Identifying the appropriate spatial scales to study populations and connectivity has long been recognized as a problem in basic and applied ecology. However, objectively identifying those critical scales remains a challenge. In their new Nature Communications paper, Fletcher et al. 2013 use innovative methods extended from statistical physics and social sciences to apply network modularity to identify critical scales of connectivity for ecological and evolutionary population processes.
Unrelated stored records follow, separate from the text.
PR #7354, opened 2020-06-06
added streaming remote read client side functionality

Sudhar287:
For #5926 
Thank you to @YaoZengzeng for his initial design. I've [implemented](https://github.com/prometheus/prometheus/issues/5926#issuecomment-526145047) his comments from here.
FYI @bwplotka

### DIFF
--- a/storage/remote/client.go
+++ b/storage/remote/client.go
@@ -36,6 +36,7 @@ import (
 
 	"github.com/opentracing-contrib/go-stdlib/nethttp"
 	"github.com/prometheus/prometheus/prompb"
+	"github.com/prometheus/prometheus/storage"
 )
 
 const maxErrMsgLen = 512
@@ -99,7 +100,7 @@ type ClientConfig struct {
 // ReadClient uses the SAMPLES method of remote read to read series samples from remote server.
 // TODO(bwplotka): Add streamed chunked remote read method as well (https://github.com/prometheus/prometheus/issues/5926).
 type ReadClient interface {
-	Read(ctx context.Context, query *prompb.Query) (*prompb.QueryResult, error)
+	StartRead(ctx context.Context, query *prompb.Query, sortSeries bool) (storage.SeriesSet, error)
 }
 
 // NewReadClient creates a new client for remote read.
@@ -214,7 +215,7 @@ func (c Client) Endpoint() string {
 }
 
 // Read reads from a remote endpoint.
-func (c *Client) Read(ctx context.Context, query *prompb.Query) (*prompb.QueryResult, error) {
+func (c *Client) StartRead(ctx context.Context, query *prompb.Query, sortSeries bool) (storage.SeriesSet, error) {
 	c.readQueries.Inc()
 	defer c.readQueries.Dec()
 
@@ -223,6 +224,10 @@ func (c *Client) Read(ctx context.Context, query *prompb.Query) (*prompb.QueryRe
 		// as the protobuf interface allows for it.
 		Queries: []*prompb.Query{
 			query,
+		},
+		AcceptedResponseTypes: []prompb.ReadRequest_ResponseType{
+			prompb.ReadRequest_STREAMED_XOR_CHUNKS,
+			prompb.ReadRequest_SAMPLES,
 		},
 	}
 	data, err := proto.Marshal(req)
@@ -262,6 +267,28 @@ func (c *Client) Read(ctx context.Context, query *prompb.Query) (*prompb.QueryRe
 	if err != nil {
 		return nil, errors.Wrap(err, "error sending request")
 	}
+
+	contentType := httpResp.Header.Get("Content-Type")
+	if strings.HasPrefix(contentType, "application/x-protobuf") {
+		return c.handleSampledResponse(httpResp, start, req, sortSeries)
+	}
+
+	if httpResp.StatusCode/100 != 2 {
+		httpResp.Body.Close()
+		return nil, errors.Errorf("remote server %s returned HTTP status %s: %s", c.url.String(), httpResp.Status, strings.TrimSpace(string(compressed)))
+	}
+
+	if !strings.HasPrefix(contentType, "application/x-streamed-protobuf; proto=prometheus.ChunkedReadResponse") {
+		httpResp.Body.Close()
+		return nil, errors.Errorf("not supported remote read content type: %s", contentType)
+	}
+
+	// Handling streamed response
+	stream := NewChunkedReader(httpResp.Body, DefaultChunkedReadLimit, nil)
+	return &chunkedResponseSeriesSet{stream: stream, httpResp: httpResp}, nil
+}
+
+func (c *Client) handleSampledResponse(httpResp *http.Response, start time.Time, req *prompb.ReadRequest, sortSeries bool) (storage.SeriesSet, error) {
 	defer func() {
 		io.Copy(ioutil.Discard, httpResp.Body)
 		httpResp.Body.Close()
@@ -269,15 +296,10 @@ func (c *Client) Read(ctx context.Context, query *prompb.Query) (*prompb.QueryRe
 	c.readQueriesDuration.Observe(time.Since(start).Seconds())
 	c.readQueriesTotal.WithLabelValues(strconv.Itoa(httpResp.StatusCode)).Inc()
 
-	compressed, err = ioutil.ReadAll(httpResp.Body)
+	compressed, err := ioutil.ReadAll(httpResp.Body)
 	if err != nil {
 		return nil, errors.Wrap(err, fmt.Sprintf("error reading response. HTTP status code: %s", httpResp.Status))
 	}
-
-	if httpResp.StatusCode/100 != 2 {
-		return nil, errors.Errorf("remote server %s returned HTTP status %s: %s", c.url.String(), httpResp.Status, strings.TrimSpace(string(compressed)))
-	}
-
 	uncompressed, err := snappy.Decode(nil, compressed)
 	if err != nil {
 		return nil, errors.Wrap(err, "error reading response")
@@ -292,6 +314,5 @@ func (c *Client) Read(ctx context.Context, query *prompb.Query) (*prompb.QueryRe
 	if len(resp.Results) != len(req.Queries) {
 		return nil, errors.Errorf("responses: want %d, got %d", len(req.Queries), len(resp.Results))
 	}
-
-	return resp.Results[0], nil
+	return FromQueryResult(sortSeries, resp.Results[0]), nil
 }
--- a/storage/remote/codec.go
+++ b/storage/remote/codec.go
@@ -160,6 +160,125 @@ func FromQueryResult(sortSeries bool, res *prompb.QueryResult) storage.SeriesSet
 	}
 }
 
+// chunkedResponseSeriesSet implements storage.SeriesSet.
+type chunkedResponseSeriesSet struct {
+	stream        *ChunkedReader
+	currentChunks []prompb.Chunk
+	currentLabels []prompb.Label
+	httpResp      *http.Response
+	err           error
+}
+
+func (c *chunkedResponseSeriesSet) Next() bool {
+	c.currentLabels = nil
+	c.currentChunks = nil
+	res := &prompb.ChunkedReadResponse{}
+
+	if err := c.stream.NextProto(res); err != nil {
+		if err != io.EOF {
+			c.err = err
+		}
+		c.httpResp.Body.Close()
+		return false
+	}
+
+	c.currentLabels = res.ChunkedSeries[0].Labels
+	c.currentChunks = append(c.currentChunks, res.ChunkedSeries[0].Chunks...)
+	return true
+}
+
+func (c *chunkedResponseSeriesSet) At() storage.Series {
+	return &chunkSeries{
+		labels: prompb.Labels{Labels: c.currentLabels},
+		chunks: c.currentChunks,
+	}
+}
+
+func (c *chunkedResponseSeriesSet) Warnings() storage.Warnings { return nil }
+
+func (c *chunkedResponseSeriesSet) Err() error {
+	return c.err
+}
+
+// chunkSeries implements storage.Series
+type chunkSeries struct {
+	labels     prompb.Labels
+	chunks     []prompb.Chunk
+	mint, maxt int64
+}
+
+func (c *chunkSeries) Labels() labels.Labels {
+	return labelProtosToLabels(c.labels.Labels)
+}
+
+func (c *chunkSeries) Iterator() chunkenc.Iterator {
+	streamingChunkSeriesIterator := &chunkSeriesIterator{chunks: c.chunks, i: 0, mint: c.mint, maxt: c.maxt}
+	streamingChunkSeriesIterator.resetCurIterator()
+	return streamingChunkSeriesIterator
+}
+
+type chunkSeriesIterator struct {
+	// Index poiting to a specific chunk in []prompb.Chunk.
+	i int
+	// Current chunks iterator.
+	cur        chunkenc.Iterator
+	maxt, mint int64
+	chunks     []prompb.Chunk
+	err        error
+}
+
+func (it *chunkSeriesIterator) resetCurIterator() {
+	currectChunk := it.chunks[it.i]
+	it.mint = currectChunk.MinTimeMs
+	it.maxt = currectChunk.MaxTimeMs
+	chk, err := chunkenc.FromData(chunkenc.Encoding(currectChunk.Type), currectChunk.Data)
+	it.err = err
+	it.cur = chk.Iterator(nil)
+}
+
+func (it *chunkSeriesIterator) At() (int64, float64) {
+	return it.cur.At()
+}
+
+func (it *chunkSeriesIterator) Next() bool {
+	if it.cur.Next() {
+		return true
+	}
+	if it.i == len(it.chunks)-1 {
+		return false
+	}
+	it.i++
+	it.resetCurIterator()
+	return it.Next()
+}
+
+// Seek advances the iterator to the element at time t or greater.
+func (it *chunkSeriesIterator) Seek(t int64) bool {
+	if t > it.maxt {
+		return false
+	}
+	if t < it.mint {
+		t = it.mint
+	}
+	for ; it.chunks[it.i].MaxTimeMs < t; it.i++ {
+		if it.i == len(it.chunks)-1 {
+			return false
+		}
+	}
+	it.resetCurIterator()
+	for it.cur.Next() {
+		t0, _ := it.cur.At()
+		if t0 >= t {
+			return true
+		}
+	}
+	return false
+}
+
+func (it *chunkSeriesIterator) Err() error {
+	return it.err
+}
+
 // NegotiateResponseType returns first accepted response type that this server supports.
 // On the empty accepted list we assume that the SAMPLES response type was requested. This is to maintain backward compatibility.
 func NegotiateResponseType(accepted []prompb.ReadRequest_ResponseType) (prompb.ReadRequest_ResponseType, error) {
--- a/storage/remote/codec_test.go
+++ b/storage/remote/codec_test.go
@@ -14,12 +14,17 @@
 package remote
 
 import (
+	"bytes"
 	"fmt"
+	"io/ioutil"
+	"net/http"
 	"testing"
 
+	"github.com/gogo/protobuf/proto"
 	"github.com/prometheus/prometheus/pkg/labels"
 	"github.com/prometheus/prometheus/prompb"
 	"github.com/prometheus/prometheus/storage"
+	"github.com/prometheus/prometheus/tsdb/tsdbutil"
 	"github.com/prometheus/prometheus/util/testutil"
 )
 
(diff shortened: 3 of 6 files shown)


storage/remote/codec.go
```diff
@@ -167,6 +167,122 @@ func FromQueryResult(sortSeries bool, res *prompb.QueryResult) storage.SeriesSet
...
+	currentChunks []prompb.Chunk
+	currentLabels []prompb.Label
+	closer        io.Closer
+	responseError error
+}
+
+func (c *chunkedResponseSeriesSet) Next() bool {
+	c.currentLabels = nil
+	c.currentChunks = nil
+	res := &prompb.ChunkedSeries{}
```
wwformat, line 183: i think this should be use prompb.ChunkedReadResponse type for unmarshal, like [thanos](https://github.com/thanos-io/thanos/blob/c733564d44745af1a023bfa5d51d6d205404dc82/pkg/store/prometheus.go#L285)

Sudhar287: Hmm.
WDYT @bwplotka ?

bwplotka: It's kind of easy to say. Just check what is Written by remote read handler (: 

And it's here: https://github.com/prometheus/prometheus/blob/b788986717e1597452ca25e5219510bb787165c7/storage/remote/codec.go#L359

so hope that answers your question (:

storage/remote/codec.go
```diff
@@ -167,6 +167,122 @@ func FromQueryResult(sortSeries bool, res *prompb.QueryResult) storage.SeriesSet
 	}
 }
 
+// design approach taken from https://prometheus.io/blog/#solution
```
bwplotka, line 170: Not a full sentence

Sudhar287:
Sorry I didn't try @wwformat suggestion before reaching you on slack because I thought using `&prompb.ChunkedSeries` is right as no objections about it were raised on my previous PR. But now I think I should have done it. Sorry!

Sudhar287:
Actively working on the fix and some issues with `TestEndpoints`. Will try to get the revision within a week. :-)

storage/remote/codec_test.go
```diff
@@ -229,3 +232,147 @@ func TestMergeLabels(t *testing.T) {
 		testutil.Equals(t, tc.expected, MergeLabels(tc.primary, tc.secondary))
 	}
 }
+
+func TestChunkSeriesSet(t *testing.T) {
+	b := &bytes.Buffer{}
+	f := &mockedFlusher{}
+	w := NewChunkedWriter(b, f)
+
+	chk1 := tsdbutil.ChunkFromSamples([]tsdbutil.Sample{tsdbutil.NewSample(1, 10), tsdbutil.NewSample(2, 20)})
```
Sudhar287, line 241: NewSample is being used here.

tsdb/tsdbutil/buffer.go
```diff
@@ -111,6 +111,10 @@ func (s sample) V() float64 {
 	return s.v
 }
 
+func NewSample(time int64, value float64) Sample {
```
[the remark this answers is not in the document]
Sudhar287: Yes, this is how a new samples are created to make a chunk. Its used here: https://github.com/prometheus/prometheus/pull/7354/files#diff-22f528c8a1ef9be43f923778809217aaR241

storage/remote/client.go
```diff
@@ -257,22 +262,36 @@ func (c *client) Read(ctx context.Context, query *prompb.Query) (*prompb.QueryRe
...
 	}
+
+	contentType := httpResp.Header.Get("Content-Type")
+	if strings.HasPrefix(contentType, "application/x-protobuf") {
+		return c.handleSampledResponse(httpResp, start, req, sortSeries)
+	}
+
+	if httpResp.StatusCode/100 != 2 {
+		io.Copy(ioutil.Discard, httpResp.Body)
+		httpResp.Body.Close()
```
Sudhar287, line 273: I hope this is what you meant.

storage/remote/codec_test.go
bwplotka: But this is wrong as I suggested in the comment or I hope to make. The idea is to rather implement separate `sample{` type here not on tsdbutil.

Sudhar287: hmm okay. But why is this necessary? :thinking:

bwplotka: Hey, sorry I should explain.

We do that for purpose to have clear init statement. Instead of `tsdbutil.NewSample(1, 10)` we can do `sample{ }` which is just much less code to read when we do that a lot. Since we do this everywhere, I feel like we should be make it consistent with rest of the code. IF we want to change it, there should be another PR changing thousands of places like this where we define `type sample struct` etc. BTW that's why tsdbutil.Sample is just interface.

storage/remote/client.go
bwplotka: Why not having:

```
	defer func() {
		io.Copy(ioutil.Discard, httpResp.Body)
		httpResp.Body.Close()
}()
```
here?

storage/remote/codec_test.go
bwplotka: still not addressed (:

storage/remote/client.go
Sudhar287: Really sorry Bartek. Missed the notification.

storage/remote/client.go
```diff
@@ -257,22 +262,38 @@ func (c *client) Read(ctx context.Context, query *prompb.Query) (*prompb.QueryRe
...
 		return nil, errors.Wrap(err, "error sending request")
 	}
+
+	contentType := httpResp.Header.Get("Content-Type")
+	if strings.HasPrefix(contentType, "application/x-protobuf") {
+		return c.handleSampledResponse(httpResp, start, req, sortSeries)
+	}
+
+	if httpResp.StatusCode/100 != 2 {
+		defer func() {
```
bwplotka, line 272: this does not help.

Please look on this function and think about what are the cases when we need to close the body and exhaust? I think you are missing one.

I think because we run functions it's totally ok to defer this in all cases JUST after we get response. and let's make sure nothing closes twice inside functions WDYT?

Sudhar287: Thanks for taking a look at my code Bartek.
I think you are referring to closing the `httpRest.Body` over here:
```
func (c *client) handleStreamedResponse(httpResp *http.Response) (storage.SeriesSet, error) {
	stream := NewChunkedReader(httpResp.Body, DefaultChunkedReadLimit, nil)
	return &chunkedResponseSeriesSet{stream: stream}, nil
}
``` 
So I have to `close()` the `bufio.Reader` in `ChunkedReader`?

Sudhar287: PLTA! :-)

storage/remote/client.go
bwplotka: Still not addressed (:

storage/remote/codec.go
```diff
@@ -160,6 +160,123 @@ func FromQueryResult(sortSeries bool, res *prompb.QueryResult) storage.SeriesSet
...
+func (it *chunkSeriesIterator) resetCurIterator() error {
+	currectChunk := it.chunks[it.i]
+	it.mint = currectChunk.MinTimeMs
+	it.maxt = currectChunk.MaxTimeMs
+	chk, err := chunkenc.FromData(chunkenc.Encoding(currectChunk.Type), currectChunk.Data)
+	if err != nil {
+		return err
+	}
+	it.cur = chk.Iterator(nil)
+	return nil
```
bwplotka, line 234: Why we return error if we never use it?

storage/remote/codec.go
```diff
@@ -160,6 +160,123 @@ func FromQueryResult(sortSeries bool, res *prompb.QueryResult) storage.SeriesSet
...
+	currentLabels []prompb.Label
+	httpResp      *http.Response
+}
+
+func (c *chunkedResponseSeriesSet) Next() bool {
+	c.currentLabels = nil
+	c.currentChunks = nil
+	res := &prompb.ChunkedReadResponse{}
+	if err := c.stream.NextProto(res); err != nil {
+		if c.httpResp != nil {
```
bwplotka, line 176: I think we should handle io.EOF differently then casual error, no? (:

bwplotka (approved):
I see two things missing. Otherwise LGTM!

storage/remote/codec.go
Sudhar287: I am sorry. I dont understand what you mean. Can you please elaborate Bartek?

bwplotka: Sure, This special error sentinel means EOF - End of File

There is good explanation here: https://golang.org/pkg/io/#pkg-variables

storage/remote/client.go
bwplotka: still not addressed, in case below with unsupported contentType the response body will be not closed/exhausted leaving the connection alive without good reason.

storage/remote/client.go
```diff
@@ -287,6 +306,10 @@ func (c *Client) Read(ctx context.Context, query *prompb.Query) (*prompb.QueryRe
 	if len(resp.Results) != len(req.Queries) {
 		return nil, errors.Errorf("responses: want %d, got %d", len(req.Queries), len(resp.Results))
 	}
+	return FromQueryResult(sortSeries, resp.Results[0]), nil
+}
 
-	return resp.Results[0], nil
+func (c *Client) handleStreamedResponse(httpResp *http.Response) (storage.SeriesSet, error) {
+	stream := NewChunkedReader(httpResp.Body, DefaultChunkedReadLimit, nil)
```
bwplotka, line 313: This method might be too shallow I would just inline this.

storage/remote/codec.go
bwplotka: Why this could be nil?  What if error is non-nil and not io EOF? It would be nice to return it in SeriesSet.Err right? (:

bwplotka (changes requested):
:wave: 

Let's get back to this if you want (: Added a few comments, otherwise good :+1: Also some old comments are still not addressed (again). Just letting you know that it's natural that if maintainers see that their comments are not addressed (nothing done, nothing responded, nothing adjusted, just ignored) it might mean that ther time is being wasted. If you wish to contribute and have PR merged fasted, you need to keep attention to details like this. (:

storage/remote/codec.go
```diff
@@ -167,6 +167,118 @@ func FromQueryResult(sortSeries bool, res *prompb.QueryResult) storage.SeriesSet
...
+	cur        chunkenc.Iterator
+	maxt, mint int64
+	chunks     []prompb.Chunk
+}
+
+func (it *chunkSeriesIterator) resetCurIterator() {
+	currectChunk := it.chunks[it.i]
+	it.mint = currectChunk.MinTimeMs
+	it.maxt = currectChunk.MaxTimeMs
+	chk, _ := chunkenc.FromData(chunkenc.Encoding(currectChunk.Type), currectChunk.Data)
```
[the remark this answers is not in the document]
bwplotka: Not addressed still. Why you add +1 emoji if you never actually address this? (:

bwplotka (commented):
Also it's ok to say that you are busy and cannot complete this PR. Let's just close it and allow others to finish this if they have time :+1:  (:

storage/remote/codec.go
Sudhar287: This was done in order to address your comments on: about closing the connection.
```
if httpResp.StatusCode/100 != 2 {
		io.Copy(ioutil.Discard, httpResp.Body)
		httpResp.Body.Close()
```

storage/remote/codec.go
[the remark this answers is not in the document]
Sudhar287: My mistake sorry. I thought I had address this earlier itself. Sorry overlooking this.

storage/remote/client.go
Sudhar287: Sorry I got confused with this and closing the HTTP connection for the streamed use-case. 
I solved the issue of closing the `streaming` HTTP connection and considered this ^ issue solved too.
```
res := &prompb.ChunkedReadResponse{}
	if err := c.stream.NextProto(res); err == io.EOF {
		if c.httpResp != nil {
			c.httpResp.Body.Close()
		}
		return false
```

Sudhar287: To solve the problem with the unsupported contentType, is the additional line here enough to solve the issue?
```
	if !strings.HasPrefix(contentType, "application/x-streamed-protobuf; proto=prometheus.ChunkedReadResponse") {
-->		httpResp.Body.Close()
		return nil, errors.Errorf("not supported remote read content type: %s", contentType)
	}
```

storage/remote/codec.go
Sudhar287: `c.httpResp` is null in the test case (`storage/remote/codec_test.go`) where the object is initialized as `ss := &chunkedResponseSeriesSet{stream: r}`

Sudhar287: [This](https://github.com/prometheus/prometheus/blob/master/storage/remote/chunked.go#L108) about NextProro() states that the error type can either be `io.EOF` or `io.ErrUnexpectedEOF`  Relating to your comment on `SeriesSet.Err`, do you mean something like this?
```
err := c.stream.NextProto(res)
if err!= nil {
     c.nextChunkError = err
}
```
and then
```
func (c *chunkedResponseSeriesSet) Err() error {
	return c.nextChunkError
}
```

The above pattern breaks some test cases in `TestEndpoints -v ./web/api/v1/` I'm investigating it....

Sudhar287 (commented):
Hey Bartek, I have some small queries. Can you please check them out when you're available? :)

storage/remote/codec.go
bwplotka: Hey the main problem with current code is that when you have error from ` c.stream.NextProto(res)` it's never handled. That's a problem. It always return true.

I would definitely except something like you propose in https://github.com/prometheus/prometheus/pull/7354/files#r487503100 just `c.err` would be enough.

What you need though is: 

```
if err := c.stream.NextProto(res); err!= nil {
     if err != io.EOF{
         c.err = err
     }
     return false
}
```

bwplotka: > This link about NextProto() states that the error type can either be io.EOF or io.ErrUnexpectedEOF 

This does not matter what errors the current implementation can return. In next commit someone can return some other error (:

bwplotka (commented):
Nice, responded for missed comment, sorry for missing it.

storage/remote/client.go
Sudhar287: Hmm, I considered the above option but won't it be incorrect? 
for eg: We're going to return `return &chunkedResponseSeriesSet{stream: stream, httpResp: httpResp}, nil` in `StartRead()` and thus if we have 
```	
defer func() {
		io.Copy(ioutil.Discard, httpResp.Body)
		httpResp.Body.Close()
        }()
```
before the `return &chunkedResponseSeriesSet{stream: stream, httpResp: httpResp}, nil` we will end up closing the `http` connection that is needed for `stream.NextProto(res)`. 
From my understanding, the most straightforward option seems to be to close the `HttpRest` individually/separately depending on the use case.

storage/remote/codec.go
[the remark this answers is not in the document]
Sudhar287: Done.
The return err is used in
```
func (it *chunkSeriesIterator) Err() error {
	return it.err
}
```

storage/remote/client.go
Sudhar287: Done.

storage/remote/codec.go
Sudhar287: Done. Please check

storage/remote/codec.go
Sudhar287: Oops, I misunderstood this comment and removed the return statement altogether which caused some more confusion on 'ignoring comments/review' below. Sorry about that.
It's been fixed!

storage/remote/codec_test.go
Sudhar287: fyi, it has been implemented in one of the previous commits. 
PS: A good practice on my end would be to start commenting 'done' as and when I solve the issues. Haha

tsdb/tsdbutil/buffer.go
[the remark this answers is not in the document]
Sudhar287: You are right, we dont need this.
Have fixed this by creating a 
```
type TestSample struct {
	t int64
	v float64
}
```
in `codec_test.go`

storage/remote/client.go
```diff
@@ -144,13 +144,17 @@ func (c Client) Endpoint() string {
 }
 
 // Read reads from a remote endpoint.
-func (c *Client) Read(ctx context.Context, query *prompb.Query) (*prompb.QueryResult, error) {
+func (c *Client) Read(ctx context.Context, query *prompb.Query) (*http.Response, error) {
```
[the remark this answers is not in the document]
Sudhar287: Done in one of the previous commits.

storage/remote/codec_test.go
```diff
@@ -210,3 +212,58 @@ func TestNegotiateResponseType(t *testing.T) {
...
+		_, err := w.Write(msg)
+		testutil.Ok(t, err)
+	}
+	r := NewChunkedReader(b, 5e+7, nil)
+	ss := &chunkedResponseSeriesSet{stream: r}
+	ss.Next()
+	// I want to write test for the iterator; something similar to what is there below.
+	// But it dosent work becuase the types are not the same. Its also difficult for me to understand
+	// wahts happening becuase of all the protobufs, marshalling and encoding.
+	// How should I proceed with writing tests for the iterator while its remote reading?
```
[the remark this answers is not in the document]
Sudhar287: Done in one of the previous commits.

storage/remote/codec.go
Sudhar287: Yes. Thanks for the help/guidance Bartek.

storage/remote/client.go
bwplotka: well there is better way. You are right that we cannot do it for the case when we return iterator. So in this case I would do this.:

```
defer func() {
            if err != nil {
		io.Copy(ioutil.Discard, httpResp.Body)
		httpResp.Body.Close()
              }
        }()
```
Then make sure the function returns `(<something>, err error)` and it will only close on error (:

storage/remote/client.go
bwplotka: Suggested something here: https://github.com/prometheus/prometheus/pull/7354#discussion_r494860692

storage/remote/client.go
```diff
@@ -257,22 +262,39 @@ func (c *Client) Read(ctx context.Context, query *prompb.Query) (*prompb.QueryRe
...
+		httpResp.Body.Close()
+		return nil, errors.Errorf("remote server %s returned HTTP status %s: %s", c.url.String(), httpResp.Status, strings.TrimSpace(string(compressed)))
+	}
+
+	if !strings.HasPrefix(contentType, "application/x-streamed-protobuf; proto=prometheus.ChunkedReadResponse") {
+		httpResp.Body.Close()
+		return nil, errors.Errorf("not supported remote read content type: %s", contentType)
+	}
+
+	// Handling streamed response
```
bwplotka, line 281:
```suggestion
	// Handling streamed response.
```

storage/remote/codec_test.go
```diff
@@ -229,3 +234,160 @@ func TestMergeLabels(t *testing.T) {
 		testutil.Equals(t, tc.expected, MergeLabels(tc.primary, tc.secondary))
 	}
 }
+
+type TestSample struct {
```
bwplotka, line 238:
```suggestion
type sample struct {
```

bwplotka (commented):
Nice, just few comments and LGTM! (: Thanks for patience :+1:

bwplotka:
Can you also resolve comments which are addressed to keep this PR discussion clear?

bwplotka:
Tests are definitely failing because of this PR. I can see the endpoint tests are failing with `context.Cancelled`. Maybe we close connection sooner than we should?

storage/remote/client.go
Sudhar287: This makes sense to me. (I have a small clarifying question though)
But, I can see that won't be returning an error when we see an `io.EOF` in the `chunkedResponseSeriesSet` `Next()`. The connection needs to be closed in this case too, right?
Should the `Next()` be replaced from 
```
if err := c.stream.NextProto(res); err != nil {
		if err != io.EOF {
			c.err = err
		}
		return false
	}
```
Replaced to 
```
if err := c.stream.NextProto(res); err != nil {
		c.err = err
		return false
	}
```
This above approach produces some errors like:
`api_test.go:1784: Unexpected error: execution: EOF`
Or is this the best version:
```
if err := c.stream.NextProto(res); err != nil {
                httpResp.Body.Close()		
                if err != io.EOF {
			c.err = err
		}
		return false
	}
```

storage/remote/client.go
Sudhar287: Done

storage/remote/codec_test.go
Sudhar287: This is not possible as it collides with this https://github.com/prometheus/prometheus/blob/90fc6be70f5c11aabcc25a86b5e0bd22a15ae832/storage/remote/queue_manager.go#L650
Anyway, I have replaced it to `testSample`

tomwilkie:
This has been idle for a couple of months now, and @wwformat wants to continue work on it in #8351 - I suggest we close this and continue there?

roidelapluie:

This is now a duplicate of #11379.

Modularity refers to clustering within networks into modules that are tightly linked to themselves and sparsely linked to other modules. In the context of populations in a landscape, modularity refers to habitat patches or local populations that are strongly connected to other patches or populations, through movement or gene flow, and weakly connected to the network of habitat patches or the larger population (i.e., the metapopulation). Fletcher et al. ask: How much modularity do populations exhibit? How much do spatial and non-spatial components contribute to modularity? How does module identification change inferences made about connectivity and metapopulation persistence? They address these questions using four examples that are illustrative of the vastly different scales at which organisms use landscapes. The examples are: cactus bug (Chelinidea vittiger) movements among cactus patches, Everglades snail kite (Rostrhamus sociabilis plumbeus) breeding-season movements among wetlands, bullfrog (Rana catesbeiana) gene flow among wetlands, and Florida black bears (Ursus americanus floridanus) gene flow among core populations.
Three of the four case studies showed strong modularity and so revealed critical spatial scales (only bears did not, which the authors attribute to wide ranging movements within their range). In two of the three species, modularity was not explained by geographic arrangement alone, suggesting that the functional modularity of populations can be non-intuitive. Inclusion of modularity into connectivity and population viability assessments showed higher metapopulation persistence than when modularity was ignored. For cactus bugs, once modularity was identified it became apparent that there were a few key patches for connectivity and metapopulation persistence that would not have been identified had modularity been ignored. Modularity perhaps supports persistence of populations through increased rescue effects due to added linkages or increased asynchrony of populations dynamics among modules.
Applications of this work to the management and study of populations extend not only to identify proper spatial scales, but also to identify habitat patches and linkages that are critical for persistence of imperiled populations. The latter could provide strategic information for management and conservation of land and corridor planning.
Fletcher, R.J., Jr., A. Revell, B. E. Reichert, W.M. Kitchens, J.D. Dixon, and J.D. Austin. 2013. Network modularity reveals critical scales for connectivity in ecology and evolution. Nature Communications 4: 2572.